[Assigned task]: Filter the records below down to lines containing "description".

Stored data:
PR #2323, opened 2025-03-18
chore: add dependency group for `design` plugin

### LINKED ISSUE #2322: Broken dependency in design space Bayesian optimization
**Describe the bug**
The Bayesian Optimizer `MethodBayOpt` relies on an external library `bayesian-optimization`. The external library changed their API in an update that breaks dependency with `MethodBayOpt`. The most recent version of `bayesian-optimization` that still works is `1.5.1`. 

Version history: https://github.com/bayesian-optimization/BayesianOptimization/releases
Update that broke the dependency: https://github.com/bayesian-optimization/BayesianOptimization/pull/447

**To Reproduce**
1. Install the latest version of `bayesian-optimization` library
2. Open a notebook that uses `MethodBayOpt` or set up a dummy `DesignSpace`.
3. Execute the design space using `run()`. 

**Expected behavior**
The design space `run()` fails with an error message about missing `bayes_opt` library. 

**Additional context**
The version `1.5.1` of `bayesian-optimization` has been tested to work successfully without error. Since this is an external library that the user is expected to install by themselves, we can update our documentation to emphasize that they should install the older `1.5.1` version.

yaugenst-flex:
Fixes #2322 by introducing a `design` plugin dependency group installable via `pip install tidy3d[design]` and updating the warning message if `bayesian-optimization` is not installed as suggested in https://github.com/flexcompute/tidy3d/issues/2322#issuecomment-2730640910.

### DIFF
--- a/docs/install.rst
+++ b/docs/install.rst
@@ -171,6 +171,63 @@ Some users or systems may require a more specialized installation, which we will
 
         See the development installation `instructions <../development/index.html>`_. You can install ``tidy3d`` within reproducible environment guaranteed by the developers using the ``poetry.lock`` installation and the ``poetry`` toolchain.
 
+Optional Dependencies
+=====================
+
+Tidy3D provides several optional dependency groups that you can install based on your specific needs.
+
+Installing Optional Core Dependencies
+-------------------------------------
+
+Tidy3D has several optional dependencies that provide additional functionality. You can install these using the following syntax:
+
+.. code-block:: bash
+
+    pip install "tidy3d[dependency_group]"
+
+Where ``dependency_group`` is one of the following:
+
+- ``gdspy``: Adds support for GDS export using `gdspy <https://github.com/heitzmann/gdspy>`_.
+- ``gdstk``: Adds support for GDS export using `gdstk <https://github.com/heitzmann/gdstk>`_.
+- ``trimesh``: Support for more complex mesh handling and manipulation.
+- ``vtk``: Support for working with unstructured data.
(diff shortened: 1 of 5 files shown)


daquinteroflex (approved):
Looks great! Should the getting started installation instructions be updated with a quick line on the docs?

yaugenst-flex:
Thanks @daquinteroflex I added a section to `install.rst` to document optional dependencies, if you could have a look?

docs/install.rst
```diff
@@ -171,6 +171,62 @@ Some users or systems may require a more specialized installation, which we will
...
+.. code-block:: bash
+
+    pip install "tidy3d[dependency_group]"
+
+Where ``dependency_group`` is one of the following:
+
+- ``gdspy``: Adds support for GDS export using `gdspy <https://github.com/heitzmann/gdspy>`_.
+- ``gdstk``: Adds support for GDS export using `gdstk <https://github.com/heitzmann/gdstk>`_.
+- ``trimesh``: Support for more complex mesh handling and manipulation.
+- ``vtk``: Support for working with unstructured data.
```
daquinteroflex, line 193: Would just add like that from the heat and charge solvers

docs/install.rst
daquinteroflex, line 1: Nice this is really good thanks! Seems the rst is formatted properly too, we can check when it builds the develop docs

yuanshen-flexcompute (approved):

docs/install.rst
yaugenst-flex: updated, added a `heatcharge` dependency group

Issue #1372, opened 2024-01-10
Unify and test `eps_model`


momchil-flex:
Currently `eps_model` works for a list of frequencies in some cases, and not in others. I encountered this before as well, in fact I think I fixed it for anisotropic media, but it's still an issue for custom media. The method docstring actually suggests that only a float should be passed, but I believe there are many instances where we pass an array instead. Ideally we should make this consistent across all media, or it will keep popping up. We can discuss whether to make it work for a list of frequencies or not (I am not sure what would make most sense for CustomMedium), but basically we should either

- Make it accept single frequency only like the docstrings currently suggest, and fix all instances where we pass a list/array of freqs (not the most convenient, and may be inefficient too)
- Make all versions of that method work with list of freqs, update the docstrings, and add tests or update existing ones.

tylerflex:
probably a good idea to nail this down yea.

I dont think it should be too hard to make things work with floats and arrays, and if we can get that to work, we can probably refactor things to take lists too (convert to arrays, run, and convert back).

For testing purposes we could just utilize SIM_FULL, which should have all mediums in it ideally.

Just iterate through the structures in SIM_FULL and call `structure.medium.eps_model()` passing a float, list, and array?

PR #2324, opened 2025-03-18
Add metal surface roughness models

weiliangjin2021:


Frank-DingYC:
I think the code is good to me.
I use Grok to search for the Hammerstad Surface Roughness model. [Here](https://grok.com/share/bGVnYWN5_502c82c2-b67c-4588-b752-add1742d47eb) is the link. If it's described correctly, we can suggest the user use it as the Grok described.
image

weiliangjin2021:
@Frank-DingYC we can add the feasible regime to the description, but I don't think we should fill in default roughness values.

tidy3d/components/medium.py
```diff
@@ -5180,6 +5181,190 @@ class SurfaceImpedanceFitterParam(Tidy3dBaseModel):
...
+        -----
+            The roughness correction factor should be causal. It is multiplied to the
+            surface impedance of the lossy metal to account for the effects of surface roughness.
+
+        Parameters
+        ----------
+        frequency : float
+            Frequency to evaluate roughness correction factor at (Hz).
+        skin_depths : float
+            Skin depths of the lossy metal that is frequency-dependent.
```
dbochkov-flexcompute: these can be arrays, right?

tidy3d/components/medium.py
```diff
@@ -5180,6 +5181,190 @@ class SurfaceImpedanceFitterParam(Tidy3dBaseModel):
...
+
+    Note
+    ----
+    This model is based on:
+
+        J. Eric Bracken, "A Causal Huray Model for Surface Roughness", DesignCon, 2012.
+    """
+
+    relative_area: pd.PositiveFloat = pd.Field(
+        1,
```
dbochkov-flexcompute, line 5312: is it bounded by 0 and 1?

dbochkov-flexcompute (commented):
looks great, just some minor comments

tidy3d/components/medium.py
weiliangjin2021: yes

tidy3d/components/medium.py
weiliangjin2021: I read somewhere that "In general, set Amatte/Aflat = 1 , and it is set larger than one only for very high roughness". So it can exceed 1.

tidy3d/components/medium.py
weiliangjin2021: But I'm following the convention in this file, e.g. `eps_model(self, frequency: float)` can take arrays too.

weiliangjin2021:
For your reference, here are the doc pages for the two models:
image
image

tidy3d/components/medium.py
dbochkov-flexcompute: I think it was unintentional there https://github.com/flexcompute/tidy3d/issues/1372

weiliangjin2021: ha, i see. Forgot that it was assigned to me!

weiliangjin2021: changed to Array1D now

tidy3d/components/medium.py
```diff
@@ -5180,6 +5182,203 @@ class SurfaceImpedanceFitterParam(Tidy3dBaseModel):
     )
 
 
+class AbstractSurfaceRoughness(Tidy3dBaseModel):
+    """Abstract class for modelling surface roughness of lossy metal."""
```
dmarek-flex: We should use American spelling for `modeling`.

tidy3d/components/medium.py
```diff
@@ -5180,6 +5182,203 @@ class SurfaceImpedanceFitterParam(Tidy3dBaseModel):
...
+    Note
+    ----
+
+        The power loss compared to smooth surface is described by:
+
+        .. math::
+
+            1 + (RF-1) \\frac{2}{\\pi}\\arctan(1.4\\frac{R_q^2}{\\delta^2})
+
+        where :math:`\\delta` is skin depth.
```
dmarek-flex: name the other terms in the equation as well

tidy3d/components/medium.py
```diff
@@ -5180,6 +5182,203 @@ class SurfaceImpedanceFitterParam(Tidy3dBaseModel):
...
+    """Huray surface roughness model.
+
+    Note
+    ----
+
+        The power loss compared to smooth surface is described by:
+
+        .. math::
+
+            \\frac{A_{matte}}{A_{flat}} + \\frac{3}{2}\\sum_i f_i/[1+\\frac{\\delta}{r_i}+\\frac{\\delta^2}{2r_i^2}]
```
dmarek-flex, line 5296: Also describe each symbol here, since they don't exactly match the reference symbol usage.

dmarek-flex (approved):
Nice, excited to see further improvements to benchmarking with this feature! Just a few minor changes please.

tidy3d/components/medium.py
```diff
@@ -5210,6 +5409,13 @@ class LossyMetalMedium(Medium):
         1.0, title="Permittivity", description="Relative permittivity.", units=PERMITTIVITY
     )
 
+    roughness: SurfaceRoughnessType = pd.Field(
+        None,
+        title="Surface Roughness Model",
+        description="Surface roughness model.",
```
dmarek-flex: Perhaps add a little more description here explaining that surface roughness is modeled as a frequency-dependent scaling factor which increases the effective surface impedance.

PR #2325, opened 2025-03-19
Min size autodetect

dbochkov-flexcompute:
I am not sure about naming `SmallestFeatureSpec` and also how deep it is tucked away:
```
td.Simulation(
    ...
    grid_spec=td.GridSpec.auto(
        layer_refinement_specs=[
            td.LayerRefinementSpec(
                corner_finder=td.CornerFinderSpec(
                    dl_min_spec=td.SmallestFeatureSpec(
                        concave_resolution=1,
                        convex_resolution=2,
                        mixed_resolution=3,
                    )
                )
            )
        ]
    )
)
```
would appreciate any suggestions

### DIFF
--- a/tidy3d/components/grid/corner_finder.py
+++ b/tidy3d/components/grid/corner_finder.py
@@ -1,17 +1,17 @@
 """Find corners of structures on a 2D plane."""
 
-from typing import List, Literal, Optional
+from typing import List, Literal, Optional, Tuple
 
 import numpy as np
 import pydantic.v1 as pd
 
 from ...constants import inf
-from ..base import Tidy3dBaseModel
+from ..base import Tidy3dBaseModel, cached_property
 from ..geometry.base import Box, ClipOperation
 from ..geometry.utils import merging_geometries_on_plane
 from ..medium import PEC, LossyMetalMedium
 from ..structure import Structure
-from ..types import ArrayFloat2D, Axis
+from ..types import ArrayFloat1D, ArrayFloat2D, Axis
 
 CORNER_ANGLE_THRESOLD = 0.1 * np.pi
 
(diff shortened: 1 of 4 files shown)


tidy3d/components/grid/corner_finder.py
```diff
@@ -1,21 +1,51 @@
...
+
+    concave_resolution: pd.NonNegativeInt = pd.Field(
+        2,
+        title="Concave Region Resolution.",
+        description="Specifies number of steps to use for determining `dl_min` based on concave featues."
+        "If set to 0, then the corresponding `dl_min` reduction is not applied.",
+    )
+    convex_resolution: pd.NonNegativeInt = pd.Field(
+        0,
+        title="Concave Region Resolution.",
```
weiliangjin2021: convex

tidy3d/components/grid/corner_finder.py
```diff
@@ -1,21 +1,51 @@
...
 
 
+class SmallestFeatureSpec(Tidy3dBaseModel):
+    """Specification for automatic detection of smallest geometric features in layered structures."""
+
+    concave_resolution: pd.NonNegativeInt = pd.Field(
+        2,
+        title="Concave Region Resolution.",
+        description="Specifies number of steps to use for determining `dl_min` based on concave featues."
+        "If set to 0, then the corresponding `dl_min` reduction is not applied.",
```
weiliangjin2021: Not sure if we should use `0` or `None` when not applied

weiliangjin2021:
Regarding deeply nested field, maybe `concave_resolution` etc. can be part of CornerFinderSpec fields directly? We have a field `distance_threshold` already, that might also have some impact on the minimal feature.

Another questions is what would be good default values for those resolutions?

tidy3d/components/grid/corner_finder.py
```diff
@@ -136,5 +221,12 @@ def normalize(v):
         inner_product = np.where(inner_product > 1, 1, inner_product)
         inner_product = np.where(inner_product < -1, -1, inner_product)
         angle = np.arccos(inner_product)
+        num_vs = len(vs_orig)
+        cross_product = np.cross(
```
weiliangjin2021, line 219: `np.cross` seems to have issues in photonforge: https://github.com/flexcompute/tidy3d/pull/2317

weiliangjin2021 (commented):
Went through it again, and now makes more sense to me: your default value in the code is probably good enough.

A high-level question: this PR looks also partially resolve the short-issue. I guess they will work together?

dbochkov-flexcompute:
> Went through it again, and now makes more sense to me: your default value in the code is probably good enough.
> 
> A high-level question: this PR looks also partially resolve the short-issue. I guess they will work together?

yeah, it does partially resolve it, but not as robustly as the other one. For example, if structure has rounded corners everywhere this autodetection feature would not see anything. But given that the other approach is more computationally intensive, might still be good to have a rough estimation like this one

weiliangjin2021:
Just tested the microstrip: I removed lumped elements and substrate layer refinement so that they don't set the minimal grid size. Before this PR, I get 
image

And with the default parameters in this PR, I get
image

Quite nice meshing!

tidy3d/components/grid/corner_finder.py
dbochkov-flexcompute: should be ok here because that warning is only for 2d vectors, and we have full 3d coordinates here

weiliangjin2021 (approved):

PR #2326, opened 2025-03-20
Improve accuracy of normal E-field computation in mode solver

weiliangjin2021:
Consider a CPW at 1 GHz, previously the modal field profile is as follows (x is normal axis). Ex should be 0, but it's very noisy and large instead. `wg TE fraction` should be 1, but it's 0.407814.
image

This PR drops a term that is analytically 0, and now Ex is much smaller, and `wg TE fraction` is computed to 1.
image

### DIFF
--- a/tidy3d/components/mode/solver.py
+++ b/tidy3d/components/mode/solver.py
@@ -660,7 +660,12 @@ class EigSolver(Tidy3dBaseModel):
         Hx = h_field[:N, :] / (1j * neff - keff)
         Hy = h_field[N:, :] / (1j * neff - keff)
         Hz = inv_mu_zz.dot(dxf.dot(Ey) - dyf.dot(Ex))
-        Ez = inv_eps_zz.dot(dxb.dot(Hy) - dyb.dot(Hx))
+        # Ez = inv_eps_zz.dot(dxb.dot(Hy) - dyb.dot(Hx))
+
+        # Ez = -inv_eps_zz * div^H J H_xy, while Hxy = vals^-1 * qmat * Exy;
+        # Note that div^H J q_partial = 0, so Ez = -vals^-1 inv_eps_zz * div^H J q_ep Exy
+        h_partial_field = q_ep.dot(vecs) / (1j * neff - keff)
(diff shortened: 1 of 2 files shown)


weiliangjin2021:
@dbochkov-flexcompute related to your comment in https://github.com/flexcompute/tidy3d-core/issues/918 that shows very large and noisy normal E-field.

tidy3d/components/mode/solver.py
```diff
@@ -660,7 +660,12 @@ def conditional_inverted_vec(eps_vec, threshold=1):
         Hx = h_field[:N, :] / (1j * neff - keff)
         Hy = h_field[N:, :] / (1j * neff - keff)
         Hz = inv_mu_zz.dot(dxf.dot(Ey) - dyf.dot(Ex))
-        Ez = inv_eps_zz.dot(dxb.dot(Hy) - dyb.dot(Hx))
+        # Ez = inv_eps_zz.dot(dxb.dot(Hy) - dyb.dot(Hx))
+
+        # Ez = -inv_eps_zz * div^H J H_xy, while Hxy = vals^-1 * qmat * Exy;
+        # Note that div^H J q_partial = 0, so Ez = -vals^-1 inv_eps_zz * div^H J q_ep Exy
+        h_partial_field = q_ep.dot(vecs) / (1j * neff - keff)
+        Ez = inv_eps_zz.dot(dxb.dot(h_partial_field[N:, :]) - dyb.dot(h_partial_field[:N:, :]))
```
lucas-flexcompute: Just curious: is the index slice notation `:N:` same as `:N`?

lucas-flexcompute (approved):
I'm assuming the eqs are right, coming from @weiliangjin2021, so, really, no comments here… awesome results!

tidy3d/components/mode/solver.py
weiliangjin2021: sorry, I meant to code `:N`. Now surprised that it works in my tests

weiliangjin2021: haha, but you are right, `:N:` is equivalent to `:N`.

momchil-flex (approved):
Amazing!

momchil-flex:
I updated this so I can merge it right now as I'll be making the 2.8.1 patch soon.

PR #2328, opened 2025-03-20
fix: deletion of tasks using `web.delete(task_id)`

yaugenst-flex:
Fixes task deletion not working properly in 2.8.0.
I added an optional argument `versions: bool` to either delete only the version associated with a specific task ID or to delete all versions in the task's group.

```py
import tidy3d.web as web
task_id = "fdve-a124a6f9-33ce-4eac-9189-85fe2ba81dac"
web.delete(task_id)
# web.delete(task_id, versions=True)  # will delete all versions
```

image

-->

image


momchil-flex (approved):
Nice, the delete group tasks addition seems great!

[Response to this task]:
@Frank-DingYC we can add the feasible regime to the description, but I don't think we should fill in default roughness values.
         1.0, title="Permittivity", description="Relative permittivity.", units=PERMITTIVITY
+        description="Surface roughness model.",
dmarek-flex: Perhaps add a little more description here explaining that surface roughness is modeled as a frequency-dependent scaling factor which increases the effective surface impedance.
+        description="Specifies number of steps to use for determining `dl_min` based on concave featues."
+        description="Specifies number of steps to use for determining `dl_min` based on concave featues."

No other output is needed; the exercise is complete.